Bata India Ltd – A Brand For The Ages

Updated: Jun 9


Company Name – Bata India Limited (Bata)


Current Share Price – INR 1,826 (December 24, 2021)


Market Cap – INR 23,465 cr


 

1. What is interesting about the stock?

Before Indians knew of Nike, Adidas, Reebok and Puma, Bata was the premier shoe brand in India. Every Indian has probably worn a Bata shoe at least once in their lifetime. So omnipresent was the brand that a lot of people mistake Bata to be an Indian company. Bata Corporation is a Czech multinational company that was founded in late 19th century and now has its headquarters in Switzerland. In India, Bata set up its production unit in 1932 near Kolkata. Soon after, the production site was doubled in size due to the high demand for Bata shoes and the region became a township, known as Batanagar. Bata India is majority owned by Bata Shoe Organization.


Today, the Company has a pan-India presence with the largest network of retail stores in the footwear industry with 1,550+ stores, including franchise stores and over 30,000 dealers. Products are also available online on the company’s web portal and e-commerce platforms, enabling the company to reach customers in over 1,400 cities. The list of shoe brands it retails include – Bata, Disney, Power, Hush Puppies, Comfit, Bubblegummers, CAT, Marie Claire, Scholl etc.
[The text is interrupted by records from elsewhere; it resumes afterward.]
PR #567, opened 2020-12-30
Replace content cloud event check, add settraceid

yaron2:
This PR replaces the body check to determine if a payload is a CloudEvent or not by relying on `daprd` to make the decision based on a user supplied information, either via a header on HTTP or a special field in proto.

Determining a cloud event by inspecting the body has the following drawbacks:

1. Performance hit in terms of CPU
2. The method to determine if a Cloud Event is compliant to the spec will need to be maintained long term to keep up with any changes to the spec

In addition, the PR corrects a long time error in treating the `subject` field as a way to store the trace ID.
Based on this change, trace IDs will be saved in a `daprtraceid` extension field.
A method has been added to add the trace field to existing CE json based payloads.

### DIFF
--- a/pubsub/envelope.go
+++ b/pubsub/envelope.go
@@ -6,6 +6,7 @@
 package pubsub
 
 import (
+	"fmt"
 	"time"
 
 	contrib_metadata "github.com/dapr/components-contrib/metadata"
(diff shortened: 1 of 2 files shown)


pubsub/envelope.go
```diff
@@ -24,6 +24,7 @@ const (
 	DefaultCloudEventSource = "Dapr"
 	// DefaultCloudEventDataContentType is the default content-type for the data attribute
 	DefaultCloudEventDataContentType = "text/plain"
+	DaprTraceIDField                 = "daprtraceid"
```
artursouza, line 27: We have chosen not to name `expiration` as `daprexpiration`. Why is this field different?

pubsub/envelope.go
```diff
@@ -89,28 +89,26 @@ func NewCloudEventsEnvelope(id, source, eventType, subject string, topic string,
...
+		DaprTraceID:     traceID,
 	}
 }
 
-// IsCloudEvent returns a bool to indicate if a payload is a CloudEvents compliant format
-func IsCloudEvent(data []byte) bool {
-	var j interface{}
-	err := jsoniter.Unmarshal(data, &j)
+// SetTraceID adds the daprtraceid field to an existing cloudevents JSON
+func SetTraceID(data []byte, traceID string) ([]byte, error) {
```
artursouza, line 97: This method seems to be useful only for tests, please move it to a test specific place. I would like to avoid production code messing with the payload after it has been serialized to bytes.

pubsub/envelope.go
yaron2: I'll change it to match

artursouza: Which field will change?

pubsub/envelope.go
```diff
@@ -53,70 +41,53 @@ func NewCloudEventsEnvelope(id, source, eventType, subject string, topic string,
...
+		"traceid":         traceID,
 	}
 }
 
-// IsCloudEvent returns a bool to indicate if a payload is a CloudEvents compliant format
-func IsCloudEvent(data []byte) bool {
-	var j interface{}
-	err := jsoniter.Unmarshal(data, &j)
+// SetTraceID adds the daprtraceid field to an existing cloudevents JSON
+func SetTraceID(data []byte, traceID string) ([]byte, error) {
```
artursouza, line 69: Now that cloudevent is just a map, is this method even needed?

artursouza (approved):

PR #568, opened 2020-12-31
Add new cloudevents creation method

yaron2:
This PR does a small refactor that introduces a new method that returns a Cloud Event map based on an existing Cloud Event.

### DIFF
--- a/pubsub/envelope.go
+++ b/pubsub/envelope.go
@@ -74,6 +74,7 @@ func FromCloudEvent(cloudEvent []byte, traceID string) (map[string]interface{}, 
 	}
 
 	setTraceContext(m, traceID)
+
 	return m, nil
 }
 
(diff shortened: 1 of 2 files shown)


pubsub/envelope.go
```diff
@@ -65,8 +65,19 @@ func NewCloudEventsEnvelope(id, source, eventType, subject string, topic string,
...
-func SetTraceContext(cloudEvent map[string]interface{}, traceID string) {
+// FromCloudEvent returns a map representation of an existing cloudevents JSON
+func FromCloudEvent(cloudEvent []byte, traceID string) (map[string]interface{}, error) {
+	var m map[string]interface{}
+	err := jsoniter.Unmarshal(cloudEvent, &m)
+	if err != nil {
+		return m, err
+	}
+
+	setTraceContext(m, traceID)
```
artursouza, line 76: Separate this. Keep this method as simple as deserializing.

artursouza (dismissed):

artursouza (approved):

PR #570, opened 2021-01-04
Extend custom cloud event

yaron2:
This PR adds additional fields to the custom Cloud Event creation method, needed by `daprd`.


wcs1only (approved):
LGTM

PR #571, opened 2021-01-05
fix data serialization in cloudevent

yaron2:
This PR fixes a regression in JSON serialization


artursouza (approved):

tcnghia:
> This PR fixes a regression in JSON serialization

Can we please add a test to detect future regressions?

yaron2:
> > This PR fixes a regression in JSON serialization
> 
> Can we please add a test to detect future regressions?

This was discovered in `daprd` tests

yaron2:
> > This PR fixes a regression in JSON serialization
> 
> Can we please add a test to detect future regressions?

Also, the functionality change + the change in the test will now account for that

Bata is aiming to add ~240 stores in FY22-24E thereby raising the total store count to approximately 1,800 stores. Further, it is adopting the franchise route for Tier III-V cities and has added 35+ stores in Q2FY22, thereby increasing total franchisee store count to over 270. The target is to increase franchisee stores to ~ 30% of total Bata stores. Even though traditional and organized retail contribute to over 90% of all footwear sales in the country, Bata’s management has begun giving impetus to digital initiatives considering growing contribution of online sales. In Q2FY22, e-commerce contributed ~14% to Bata’s sales, up from low single digit share in FY20. On its own web portal, the company has ~5,000 new products.


Key competitive advantages of the Company are:

  • Large product portfolio across multiple brands which caters to men, women, and children, both in leather and non-leather segments and across various price points catering to cost conscious as well as discerning customers.

  • Far reaching store network and ability to grow the number of stores further and penetrate even Tier III-V markets.

  • Association of brand with longevity and reliability.

2. Key Historical Financials

  • Between FY15 and FY19, Bata grew its store count by a mere 15, from 1,400 to 1,415. This resulted in sales growing by less than 10% in 4 years.

  • However, in FY20, Bata grew its stores by~150, the single largest absolute growth since 2013. Also, the company focused on marketing high margin products which pushed operating margin to 28% from 12-17% historically.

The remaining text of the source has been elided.